Statistical Modelling I

HES 505 Fall 2023: Session 22

Matt Williamson

Objectives

By the end of today you should be able to:

  • Identify nearest neighbors based on distance

  • Describe and implement overlay analyses

  • Extend overlay analysis to statistical modeling

  • Generate spatial predictions from statistical models

Revisiting neighbors and areal data

cdc.pt <- cdc %>% st_point_on_surface(.)
geog.nearnb <- knn2nb(knearneigh(cdc.pt, k = 1), row.names = cdc.pt$GEOID, sym=TRUE); #estimate distance to first neareset neighbor
nb.nearest <- dnearneigh(cdc.pt, 0,  max( unlist(nbdists(geog.nearnb, cdc.pt))));

Getting Weights

lw.nearest <- nb2listw(nb.nearest, style="W")
asthma.lag <- lag.listw(lw.nearest, cdc$casthma_cr)

Fit a model

  • Moran’s I coefficient is the slope of the regression of the lagged asthma percentage vs. the asthma percentage in the tract

  • More generally it is the slope of the lagged average to the measurement

M <- lm(asthma.lag ~ cdc$casthma_cr)
cdc$casthma_cr 
     0.1670774 

Comparing observed to expected

  • We can generate the expected distribution of Moran’s I coefficients under a Null hypothesis of no spatial autocorrelation

  • Using permutation and a loop to generate simulations of Moran’s I

n <- 400L   # Define the number of simulations
I.r <- vector(length=n)  # Create an empty vector

for (i in 1:n){
  # Randomly shuffle income values
  x <- sample(cdc$casthma_cr, replace=FALSE)
  # Compute new set of lagged values
  x.lag <- lag.listw(lw.nearest, x)
  # Compute the regression slope and store its value
  M.r    <- lm(x.lag ~ x)
  I.r[i] <- coef(M.r)[2]
}

Significance testing

  • Pseudo p-value (based on permutations)

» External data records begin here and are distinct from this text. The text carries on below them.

PR #712, opened 2021-06-05
Qubit manager optimizations

DmitryVasilevsky:
Optimized computation complexity of allocate() to be O(1) amortized (worst case of a single call is still O(number of nested areas)).
Removed support for EncourageReuse. This is always assumed to be true.
Added more unit tests.


DmitryVasilevsky:
EncourageReuse=false is now removed. It is not an interesting case and wasn't used in the previous qubit manager. The only interesting case for EncourageReuse=true is when qubit ids aren't reused at all and capacity grows indefinitely. I.e., qubit manager functionality is reduced to id++. It makes sense to provide a different qubit manager for this case.

src/Qir/Runtime/public/QubitManager.hpp
```diff
@@ -185,6 +183,7 @@ namespace Quantum
         public:
             QubitListInSharedArray FreeQubitsReuseProhibited;
             QubitListInSharedArray FreeQubitsReuseAllowed;
+            int32_t prevAreaWithFreeQubits = 0;
```
avasch01, line 186: I would add a comment explaining this logic. At lease mention that this is a hint. This previous area with free qubits might not actually have free qubits. It is more of a "skip to" area. it is guaranteed that there are no free qubits between current area and this skip-to area.

avasch01 (approved):

kuzminrobin (approved):

src/Qir/Runtime/public/QubitManager.hpp
DmitryVasilevsky: Correct. The guarantee is that there're no free qubits between current area and the area pointed to by this variable (bounds non-inclusive). However it would be non-practical to name the variable to reflect exact definition. So I think I'll keep the variable name. I'll definitely add the comments.

src/Qir/Runtime/lib/QIR/QubitManager.cpp
```diff
@@ -180,10 +172,8 @@ int32_t CQubitManager::CRestrictedReuseAreaStack::Count() const
...
 CQubitManager::CQubitManager(
     QubitIdType initialQubitCapacity,
-    bool mayExtendCapacity,
-    bool encourageReuse):
+    bool mayExtendCapacity):
         mayExtendCapacity(mayExtendCapacity),
-        encourageReuse(encourageReuse),
         qubitCapacity(initialQubitCapacity)
 {
     FailIf(qubitCapacity <= 0, "Qubit capacity must be positive.");
```
kuzminrobin, line 179: (For the future)
What do you think about using `assert()` instead of `FailIf()` for the cases when the programming error is detected (as in this particular case when `qubitCapacity` or `initialQubitCapacity` is negative)?

DmitryVasilevsky: Excellent question! In general, we should have two failure mechanisms. One for internal errors that should never happen (data structure corruption, data mismatches, etc.). And another one for incorrect parameters provided from outside. Ideally, internal errors should crash the program (fail fast), and incorrect parameters should cause exceptions. This matches general code guidelines.
We'll definitely need to go over the codebase and make sure this cleaned up, including Qubit Manager. I'm deferring this work to a later time.

PR #715, opened 2021-06-08
Add required props files for target packages

swernli:
This adds the props files needed so that the target packages produced can be loaded with `IsTargetPackage="true"` in a consumers csproj file.


src/Simulation/Type1Core/Microsoft.Quantum.Type1.Core.props
```diff
@@ -0,0 +1,8 @@
+<?xml version="1.0" encoding="utf-8"?>
+<Project xmlns="http://schemas.microsoft.com/developer/msbuild/2003">
+
+  <PropertyGroup>
```
ScottCarda-MS, line 4: Is this property group formatted correctly? It looks a bit off. Does it need the extra line in it?

ScottCarda-MS (approved):

src/Simulation/Type1Core/Microsoft.Quantum.Type1.Core.props
swernli: It doesn't look odd to me; don't we usually have an empty line between the opening of the project and the first property group? Either way, it doesn't have any functionality besides separating the property group out for legibility, but if it actually makes it more confusing then I can take it out. This is where I copied the pattern from:
https://github.com/microsoft/qsharp-runtime/blob/5a379fd1c72ea19cb50d6acc501c6896894e96ac/src/Simulation/CSharpGeneration/RewriteStep.props#L1-L8

ScottCarda-MS: The line I was referring to was the one after the start of the property group, before the <QscRef_Microsoft_Quantum_CSharpGeneration> node. You are right in that this is a minor style comment, which we agree long ago not to fuss over too much, so if it looks fine to you, feel free to close out this comment and merge it. Everything looks good to me otherwise.

PR #718, opened 2021-06-08
Added treating warnings as errors

kuzminrobin:
Added treating warnings as errors

### DIFF
--- a/src/Qir/Runtime/lib/QIR/QubitManager.cpp
+++ b/src/Qir/Runtime/lib/QIR/QubitManager.cpp
@@ -392,7 +392,7 @@ CQubitManager::QubitIdType CQubitManager::GetQubitId(Qubit qubit) const
 Qubit CQubitManager::CreateQubitObject(QubitIdType id)
 {
     // Make sure the static_cast won't overflow:
-    FailIf(id < 0 || id > std::numeric_limits<intptr_t>::max(), "Qubit id is out of range.");
+    FailIf(id < 0 || id >= MaximumQubitCapacity, "Qubit id is out of range.");
     intptr_t pointerSizedId = static_cast<intptr_t>(id);
     return reinterpret_cast<Qubit>(pointerSizedId);
 }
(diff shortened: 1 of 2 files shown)


src/Qir/Runtime/lib/QIR/QubitManager.cpp
```diff
@@ -392,7 +392,7 @@ CQubitManager::QubitIdType CQubitManager::GetQubitId(Qubit qubit) const
 Qubit CQubitManager::CreateQubitObject(QubitIdType id)
 {
     // Make sure the static_cast won't overflow:
-    FailIf(id < 0 || id > std::numeric_limits<intptr_t>::max(), "Qubit id is out of range.");
+    FailIf(id < 0 || id >= MaximumQubitCapacity, "Qubit id is out of range.");
```
kuzminrobin, line 395: This was giving a warning:
```
pwsh bootstrap.ps1

. . .
[14/35] Building CXX object lib/QIR/CMakeFiles/qir-rt-support-obj.dir/QubitManager.cpp.obj
../../lib/QIR/QubitManager.cpp:395:25: warning: result of comparison of constant 9223372036854775807 with expression of type 'Microsoft::Quantum::CQubitManager::QubitIdType' (aka 'int') is always false [-Wtautological-constant-out-of-range-compare]
    FailIf(id < 0 || id > std::numeric_limits<intptr_t>::max(), "Qubit id is out of range.");
                     ~~ ^ ~~~~~~~~~~~~~~~~~~~~~~~~~~~~~~~~~~~~
1 warning generated.
```

src/Qir/qir-utils.ps1
```diff
@@ -35,9 +35,15 @@ function Build-CMakeProject {
     $oldCC = $env:CC
     $oldCXX = $env:CXX
     $oldRC = $env:RC
+    $oldCCFLAGS  = $env:CCFLAGS
+    $oldCXXFLAGS = $env:CXXFLAGS
 
     $clangTidy = ""
 
+    $warningFlags = "-Werror"
```
kuzminrobin, line 43: This variable is to be extended with a number of warning flags.

swernli (approved):
Change looks good, thanks for doing this! The build failure looks like an unlucky non-deterministic test, so it should pass on rerun:
``` Microsoft.Quantum.Simulation.Core.ExecutionFailException: Variance of normal(-2.0, 5.0) distribution should be 5, was 4.978016489850558.```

  • Analytically (sensitive to deviations from assumptions)

  • Using Monte Carlo

#Pseudo p-value
N.greater <- sum(coef(M)[2] > I.r)
(p <- min(N.greater + 1, n + 1 - N.greater) / (n + 1))

# Analytically
moran.test(cdc$casthma_cr,lw.nearest, zero.policy = TRUE)

# Monte Carlo
moran.mc(cdc$casthma_cr, lw.nearest, zero.policy = TRUE, nsim=400)

Significance testing

[1] 0.002493766

    Moran I test under randomisation

data:  cdc$casthma_cr  
weights: lw.nearest    

Moran I statistic standard deviate = 61.661, p-value < 2.2e-16
alternative hypothesis: greater
sample estimates:
Moran I statistic       Expectation          Variance 
     1.670774e-01     -4.990020e-04      7.385950e-06 

    Monte-Carlo simulation of Moran I

data:  cdc$casthma_cr 
weights: lw.nearest  
number of simulations + 1: 401 

statistic = 0.16708, observed rank = 401, p-value = 0.002494
alternative hypothesis: greater

Overlay Analyses

Overlays

  • Methods for identifying optimal site selection or suitability

  • Apply a common scale to diverse or disimilar outputs

Getting Started

  1. Define the problem.

  2. Break the problem into submodels.

  3. Determine significant layers.

  4. Reclassify or transform the data within a layer.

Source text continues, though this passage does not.